╭─ Supplied entries

Issue #4570, opened 2017-12-01
tilde characters in scripted tab completions are escaped (sometimes)


msteed:
```sh
msteed@bones:~> fish --version
fish, version 2.7.0
msteed@bones:~> echo $version
2.7.0
msteed@bones:~> uname -a
Linux bones 4.13.12-1-ARCH #1 SMP PREEMPT Wed Nov 8 11:54:06 CET 2017 x86_64 GNU/Linux
msteed@bones:~> echo $TERM
tmux-256color
msteed@bones:~>

```

The problem:
```sh
msteed@bones:~> sh -c 'env HOME=$(mktemp -d) fish'
Welcome to fish, the friendly interactive shell
msteed@bones /h/msteed> cd
msteed@bones ~> mkdir -p a/b
msteed@bones ~> cd a/b
msteed@bones ~/a/b> cd
msteed@bones ~> cdh a<TAB>
```
When I hit <kbd>Tab</kbd>, fish supplies this completion:
```sh
msteed@bones ~> cdh \~/a/b
```
If I accept that, fish (correctly) complains:
```sh
cd: The directory “~/a/b” does not exist
```

If I hit <kbd>Tab</kbd> with an empty directory name, i.e., `cdh <TAB>`, fish lists the completions with the `~` characters escaped, but selecting a completion un-escapes the string so the command line is formatted correctly.

Edit: this may be the problem reported in https://github.com/fish-shell/fish-shell/issues/4566

yig:
I just ran into this. Does anyone have any pointers for how I might fix this (and make a pull request)?

faho:
@yig: This is a bit of a tough one.

The problem is, basically, that fish always assumes scripted completions shouldn't contain anything that expands, so if a completion prints `$VAR` that should be escaped to `\$VAR`, or, as in this case, if it prints `~/something` that it should escape the `~`. There's an exception for if the current token already starts with a `~`, but I'm not sure why and if that is intentional.

That seems to be the right thing in most circumstances, and I don't think changing the default is workable (e.g. is there a case where git expects an argument starting with `~`?).

Or it might be possible to just not escape `~`?

Or maybe expand the `~` to the value of $HOME?

It's possible that this could be done with an option to `complete` - `complete --unescaped` that would then have to be used in the `cdh` completions (and everywhere else where it's applicable).

But really, this requires looking at what completions commonly need and figuring out the best way to satisfy that, while not breaking the existing completion scripts.

-----------------

[...]

Issue #3469, opened 2016-10-17
Escape and complete -C (for fzf completion widget)


Ambrevar:
fish 2.3.1, Arch Linux, urxvt 9.22

I am trying to write a widget to replace fish completion menu with fzf. (Awesome, right? ;) )

The idea is simple:

``` fish
## Boilerplate...
complete -C | fzf... | read result
## Some code to replace the token with $result.
```

Problem is, `complete -C` unescapes the tokens a bit too much, which makes variables indistinguishable from escaped dollars.

Example:

``` fish
set HFOO 42
echo \$HOME-$H<binding>
```

Replace `<binding>` with a binding to a function that prints out `complete -C`. Result:

```
$HOME-$HOME
$HOME-$HFOO
```

The result is unusable since there is no way for the calling function to know what should be escaped.

The normal completion does preserve the escaped token though:

```
\$HOME-$HOME
\$HOME-$HFOO
```

I think `complete -C` should do the same.

This might be related to https://github.com/fish-shell/fish-shell/issues/1127.

faho:
Yes, can reproduce.

We have a bunch of issues with escaping (because it's really confusing), but I can't find this particular one.

ViViDboarder:
I've been working on something like this with fzf for certain completions.

I put together the following [function](https://github.com/ViViDboarder/shoestrap/blob/908d4f084d6796248344aab5880dd207a322cef8/assets/default/fish/functions/__fzf_complete.fish) to use, but I see issues as well.

Not every time, but sometimes it will clear the entire command line (including prompt) from the view. Other times it will call fzf multiple times and try to do multiple completions. So far I haven't figured the issues or why they are only sporadic.

Interested to see if you've had any more luck!

Ambrevar:
Correct me if I'm wrong, but I think you are referring to a different issue, namely process management and/or file descriptor management.  fish has had several issues in that area in the past.  You might want to keep looking in the issue tracker.

The issue from the original post related to the badly escaped output of the `complete -C` command.

krobelus:
For `complete -C''\$HOME-$H`, I can imagine two possible behaviors:

1. `\$HOME-/home/johndoe`

That is, expand the completed token. This may be worthwile assuming that completions are short-lived.

2. `\$HOME-$HOME`

I have an implementation of this one at [escape-complete-C](https://github.com/krobelus/fish-shell/commits/escape-complete-C).
[...]

PR #8441, opened 2021-11-13
Don't escape tildes that come from custom completions

cstyles:
## Description

This is just a simple PR to add the `--unescaped` option suggested by @faho in https://github.com/fish-shell/fish-shell/issues/4570#issuecomment-718082497. I didn't bother adding tests/documentation because I wasn't sure if this is the best solution but if y'all are OK with this change, I can go through and flesh out the PR.

Fixes issue #4570

## TODOs:

- [x] ~~Is it OK to reuse the `-u` option that was previously `--unauthoritative` but was removed in 19112980ee5c3703e50f42a9e05781e5a32f1e88?~~
- [ ] Do we need/want a short option for this?
- [ ] Should we update bundled completions that use `__fish_complete_directories`, `__fish_complete_suffix`, etc.?

### DIFF
--- a/src/builtins/complete.cpp
+++ b/src/builtins/complete.cpp
@@ -139,6 +139,7 @@ maybe_t<int> builtin_complete(parser_t &parser, io_streams_t &streams, const wch
     wcstring_list_t path;
     wcstring_list_t wrap_targets;
     bool preserve_order = false;
+    bool escape_tildes = true;
 
     static const wchar_t *const short_options = L":a:c:p:s:l:o:d:fFrxeuAn:C::w:hk";
     static const struct woption long_options[] = {
@@ -249,6 +250,7 @@ maybe_t<int> builtin_complete(parser_t &parser, io_streams_t &streams, const wch
                 break;
             }
             case 'a': {
+                escape_tildes = false;
                 comp = w.woptarg;
                 assert(comp);
                 break;
@@ -420,6 +422,9 @@ maybe_t<int> builtin_complete(parser_t &parser, io_streams_t &streams, const wch
         int flags = COMPLETE_AUTO_SPACE;
         if (preserve_order) {
             flags |= COMPLETE_DONT_SORT;
+        }
+        if (!escape_tildes) {
+            flags |= COMPLETE_DONT_ESCAPE_TILDES;
         }
 
         if (remove) {


floam:
This doesn't need a short option.

src/builtins/complete.cpp
```diff
@@ -422,6 +423,10 @@ maybe_t<int> builtin_complete(parser_t &parser, io_streams_t &streams, const wch
             flags |= COMPLETE_DONT_SORT;
         }
 
+        if (!escape) {
+            flags |= COMPLETE_DONT_ESCAPE;
```
krobelus, line 427: Problem is, if there is a space in the filename we will no longer escape it, so we'll insert incorrect completions again.
This is a difficult issue.

- We could add a hack that replaces a leading  `\~` with `~`. I don't like that because the backslash could be legit.
- Or just not use `__fish_complete_suffix`, but that would pessimate the common case.
- Or expand the ~ to the value of $HOME, as suggested in https://github.com/fish-shell/fish-shell/issues/4570#issuecomment-718082497

Neither of those are nice.
A real fix needs to add metadata to each completion entry, because the knowledge that `~` is actually `$HOME` is lost in serialization.
Sadly this is difficult to do without breakage.

Right now each completion is serialized as

    <completion text> \t <description>

we could extend that to

    <completion text> \t <description> \t <completion text but it's already escaped>

then, if fish sees a completion with the three-column format, we just the last column, and don't escape it.

A related issue is #3469: `complete -C'\\$HOME-$HOM'` outputs `$HOME-$HOME`.

cstyles: Ah, that's a good point. If I change this to `COMPLETE_DONT_ESCAPE_TILDES` instead, it fixes that bug. Doing so essentially treats the completions as regular files completions and escapes them as such. Which in this case is what we want because the completions are output by `__fish_complete_directories` / `__fish_complete_suffix` and correspond to files.

krobelus: Yep that would work until we come up with a more general solution.

I'd like to avoid updating all call sites of `__fish_complete_suffix` plus possibly others -- fish completions should remain easy to write -- so why don't we use `COMPLETE_DONT_ESCAPE_TILDES` always (for all things passed to `complete -a`)? Since `~` is only special at the beginning of a token, I expect few wrong completions. Is there any program that expects arguments that start with a literal `~`? Probably not because shells punish that :-)

cstyles: I like that idea. I just wasn't sure about the possible consequences. I'll go ahead and push a commit with that approach.

krobelus: merged as 4a3e55f69c63b6b46ae81e0ddc2e52326c072872 BTW the `if` was not necessary because the flags are only ever used for `-a` arguments anyway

╰─

## What needs to be done
If a line in the entries above contains "unescaped", report it.

## Solved exercise
It's possible that this could be done with an option to `complete` - `complete --unescaped` that would then have to be used in the `cdh` completions (and everywhere else where it's applicable).
This is just a simple PR to add the `--unescaped` option suggested by @faho in https://github.com/fish-shell/fish-shell/issues/4570#issuecomment-718082497. I didn't bother adding tests/documentation because I wasn't sure if this is the best solution but if y'all are OK with this change, I can go through and flesh out the PR.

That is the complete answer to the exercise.